→ **Problem requirements**
Write every line of the following listing exactly as it reads.

→ **Data**
PR #419, opened 2023-05-23
Fix - Compare options first before comparing references in contacts

kudlajz:
This is a follow up to #418.

I've noticed changing the options in the contact's menu did not trigger a value change and then realised I forgot to update the equality checking function.

### DIFF
--- a/packages/slate-editor/src/extensions/press-contacts/PressContactsExtension.tsx
+++ b/packages/slate-editor/src/extensions/press-contacts/PressContactsExtension.tsx
@@ -24,10 +24,7 @@ export const PressContactsExtension = (): Extension => ({
     },
     isElementEqual(element, another) {
         if (isContactNode(element) && isContactNode(another)) {
-            if (
-                !isEqual(element.layout, another.layout) ||
-                !isEqual(element.show_avatar, another.show_avatar)
-            ) {
+            if (element.layout !== another.layout || element.show_avatar !== another.show_avatar) {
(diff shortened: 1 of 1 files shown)


packages/slate-editor/src/extensions/press-contacts/PressContactsExtension.tsx
```diff
@@ -24,6 +24,13 @@ export const PressContactsExtension = (): Extension => ({
     },
     isElementEqual(element, another) {
         if (isContactNode(element) && isContactNode(another)) {
+            if (
+                !isEqual(element.layout, another.layout) ||
+                !isEqual(element.show_avatar, another.show_avatar)
+            ) {
+                return false;
+            }
```
e1himself, line 32: Why use `isEqual` for primitive values?

```suggestion
            if (element.layout !== another.layout || element.show_avatar !== another.show_avatar) {
                return false;
            }
```

e1himself (approved):

packages/slate-editor/src/extensions/press-contacts/PressContactsExtension.tsx
kudlajz: Ah, because at first I only did one `isEqual` call with two objects containing both of these properties but it didn't look nice when formatted so I've split it into two calls but didn't realize at that point it's not needed 🙈 Changed it.

Thanks!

→ **Solution to this exercise**
PR #419, opened 2023-05-23
Fix - Compare options first before comparing references in contacts

kudlajz:
This is a follow up to #418.

I've noticed changing the options in the contact's menu did not trigger a value change and then realised I forgot to update the equality checking function.

### DIFF
--- a/packages/slate-editor/src/extensions/press-contacts/PressContactsExtension.tsx
+++ b/packages/slate-editor/src/extensions/press-contacts/PressContactsExtension.tsx
@@ -24,10 +24,7 @@ export const PressContactsExtension = (): Extension => ({
     },
     isElementEqual(element, another) {
         if (isContactNode(element) && isContactNode(another)) {
-            if (
-                !isEqual(element.layout, another.layout) ||
-                !isEqual(element.show_avatar, another.show_avatar)
-            ) {
+            if (element.layout !== another.layout || element.show_avatar !== another.show_avatar) {
(diff shortened: 1 of 1 files shown)


packages/slate-editor/src/extensions/press-contacts/PressContactsExtension.tsx
```diff
@@ -24,6 +24,13 @@ export const PressContactsExtension = (): Extension => ({
     },
     isElementEqual(element, another) {
         if (isContactNode(element) && isContactNode(another)) {
+            if (
+                !isEqual(element.layout, another.layout) ||
+                !isEqual(element.show_avatar, another.show_avatar)
+            ) {
+                return false;
+            }
```
e1himself, line 32: Why use `isEqual` for primitive values?

```suggestion
            if (element.layout !== another.layout || element.show_avatar !== another.show_avatar) {
                return false;
            }
```

e1himself (approved):

packages/slate-editor/src/extensions/press-contacts/PressContactsExtension.tsx
kudlajz: Ah, because at first I only did one `isEqual` call with two objects containing both of these properties but it didn't look nice when formatted so I've split it into two calls but didn't realize at that point it's not needed 🙈 Changed it.

Thanks!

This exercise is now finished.